Pulpo

Personal information
- Full name: Francisco José Andrés Romero
- Date of birth: 28 October 1987 (age 37)
- Place of birth: Albacete, Spain
- Height: 1.85 m (6 ft 1 in)
- Position(s): Goalkeeper

Youth career
- Albacete

Senior career*
- Years: Team / Apps / (Gls)
- 2006–2007: Atlético Tarazona
- 2007–2008: Mallorca B / 26 / (0)
- 2008–2010: Murcia B / 29 / (0)
- 2010–2011: Leganés / 1 / (0)
- 2011–2012: Orihuela / 11 / (0)
- 2012–2013: Doxa / 0 / (0)
- 2012–2013: → AEK Larnaca (loan) / 4 / (0)
- 2013–2015: AEL Limassol / 31 / (0)
- 2015: Rapid București / 11 / (0)
- 2016: Ponferradina / 0 / (0)
- 2016: → Atlético Astorga (loan) / 17 / (0)
- 2016–2017: La Roda / 30 / (0)
- 2017–2018: Enosis Neon Paralimni / 24 / (0)

= Pulpo Romero =

Spanish footballer (born 1987)

Francisco José Andrés Romero (born 28 October 1987), also known as Pulpo Romero or simply Pulpo, is a Spanish former professional footballer who played as a goalkeeper.

==Career==
Born in Albacete, Castile-La Mancha, Pulpo was an Albacete Balompié youth graduate. He made his seniors debut with Atlético Tarazona in 2006, in Tercera División.

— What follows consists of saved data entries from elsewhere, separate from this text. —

PR #996, opened 2021-02-09
fix MySQL panic test

vankichi:
Fix the panic error of MySQL unit test.

### Description:
I researched the panic error during the MySQL unit test.
This error may be caused by `nil` pointer of the session which is one of the MySQL client struct values.
My  change is following:
- added the nil check for each function that uses `session`.
- added new error type for MySQL: `ErrMySQLSessionNil`
- fix the code for using session mock.

I need the authors' review.

### Environment:

- Go Version: 1.15.7
- Docker Version: 19.03.8
- Kubernetes Version: 1.18.2
- NGT Version: 1.13.1

### Types of changes:

- [x] Bug fix [type/bug]
- [x] Add tests [type/test]
- [ ] Update CI [type/ci]

### Changes to Core Features:

### Checklist:


internal/errors/mysql.go
```diff
@@ -50,6 +50,11 @@ var (
 	ErrRequiredMemberNotFilled = func(member string) error {
 		return Wrapf(NewErrMySQLInvalidArgumentIdentity(), "error required member not filled (member: %s)", member)
 	}
+
+	// ErrMySQLSessionNil represents a function to generate an error that the MySQL session is nil.
+	ErrMySQLSessionNil = func() error {
```
kpango, line 55: I think this case you shouldn't use functional type for error, but if you add additional information such as below it's better
```
	db                   string
	host                 string
	port                 int
	user                 string
	pass                 string
	name                 string
	charset              string
```

vankichi: @kpango so, for example, should I implement the below code instead of this?
```go
if m.session == nil {
  return errors.Errorf("session is nil, { db: %s, host: %s, port: %d, user: %s, pass: %s, name: %s, charset: %s", m.db, m.host, m.port, m.user, m.pass, m.name, m.charset)
}
```

kpango:
```suggestion
	ErrMySQLSessionNil = func(db, host, user, name, charset string, port int) error {
		return errors.Errorf("session is nil, { db: %s, host: %s, port: %d, user: %s, name: %s, charset: %s", db, host, port, user, name, charset)
```

kpango: or you can print them on debug log.

kpango: I think debug log is easy.

vankichi: @kpango thx for the review, I updated the code 🙏

internal/db/rdb/mysql/mysql.go
```diff
@@ -168,8 +178,17 @@ func (m *mySQLClient) Ping(ctx context.Context) (err error) {
...
 func (m *mySQLClient) Close(ctx context.Context) (err error) {
+	if m.session == nil {
+		err = errors.ErrMySQLSessionNil
+		log.Debugf(
+			"err: %s, { db: %s, host: %s, port: %d, user: %s, pass: %s, name: %s, charset: %s } ",
+			err.Error(), m.db, m.host, m.port, m.user, m.pass, m.name, m.charset,
+		)
+		return err
+	}
+
```
kevindiu, line 191: I think we should not return error when session is nil, do nothing instead.
```suggestion
```

internal/db/rdb/mysql/mysql.go
```diff
@@ -168,8 +178,17 @@ func (m *mySQLClient) Ping(ctx context.Context) (err error) {
...
 	if m.connected.Load().(bool) {
```
kevindiu, line 192:
```suggestion
	if m.session != nil && m.connected.Load().(bool) {
```

kevindiu (changes requested):

kevindiu:
missing session validation in `SetVector()`.
https://github.com/vdaas/vald/pull/996/files#diff-3b634a30e03f37629a7475da00b816954f658f6ee80a63c56f74a93de34a2795R288

kevindiu:
please also add `author review required` to the PR description :)

internal/db/rdb/mysql/mysql.go
```diff
@@ -141,6 +143,14 @@ func (m *mySQLClient) Open(ctx context.Context) (err error) {
 // Ping check the connection of MySQL database.
 // If the connection is closed, it returns error.
 func (m *mySQLClient) Ping(ctx context.Context) (err error) {
+	if m.session == nil {
+		err = errors.ErrMySQLSessionNil
+		log.Debugf(
+			"err: %s, { db: %s, host: %s, port: %d, user: %s, pass: %s, name: %s, charset: %s } ",
+			err.Error(), m.db, m.host, m.port, m.user, m.pass, m.name, m.charset,
```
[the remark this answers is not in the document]
kevindiu: we should not print the password to the log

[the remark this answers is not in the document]
vankichi: @kevindiu 
why did you suggest as above?

internal/db/rdb/mysql/mysql.go
vankichi: @kevindiu why not?
if the session is nil, it would be occurred panic

internal/db/rdb/mysql/mysql.go
vankichi: 🤔

internal/db/rdb/mysql/mysql.go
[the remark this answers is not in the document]
kevindiu: I think we can use `err` instead of `err.Error()` in `Debugf()`.
https://stackoverflow.com/questions/43887776/what-is-the-correct-format-specifier-to-print-error-object-in-go-s-or-v

internal/db/rdb/mysql/mysql.go
kevindiu: but it is `Close()` function. If the session is nil I think it is better to return.
What do you think?

internal/db/rdb/mysql/mysql.go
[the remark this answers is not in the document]
vankichi: it is correct, but we use glg as a log package.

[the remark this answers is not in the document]
hlts2: The final output is the same, so I think it doesn't matter which one 🤔

internal/db/rdb/mysql/mysql.go
```diff
@@ -168,8 +178,17 @@ func (m *mySQLClient) Ping(ctx context.Context) (err error) {
...
 // Close closes the connection of MySQL database.
-// If the connection is already closed or closing conncection is failed, it returns error.
+// If the connection is already closed or closing connection is failed, it returns error.
 func (m *mySQLClient) Close(ctx context.Context) (err error) {
+	if m.session == nil {
+		err = errors.ErrMySQLSessionNil
+		log.Errorf(
+			"err: %s, { db: %s, host: %s, port: %d, user: %s, name: %s, charset: %s } ",
+			err.Error(), m.db, m.host, m.port, m.user, m.name, m.charset,
+		)
```
hlts2, line 188: IMO:
Since the same code appears multiple times, I thought it would be cleaner if I created a new function and formatted it and output an error inside it.
if I made a mistake, I am sorry.

internal/db/rdb/mysql/mysql.go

On 17 August 2008, Pulpo first arrived in Segunda División B, after joining Real Murcia Imperial. On 18 July 2010, he moved to CD Leganés, also in the third division.

Pulpo acted as a backup to Rubén Falcón during his first and only season at the Madrid side. On 16 July 2011, he signed for fellow league team Orihuela CF, again featuring sparingly.

In August 2012, Pulpo moved abroad for the first time in his career, joining Cypriot First Division side Doxa Katokopias F.C. Late in the month, he was loaned to fellow league team AEK Larnaca F.C., with Alexandre Negri moving in the opposite direction.

On 5 June 2013, Pulpo signed a one-year deal with AEL Limassol.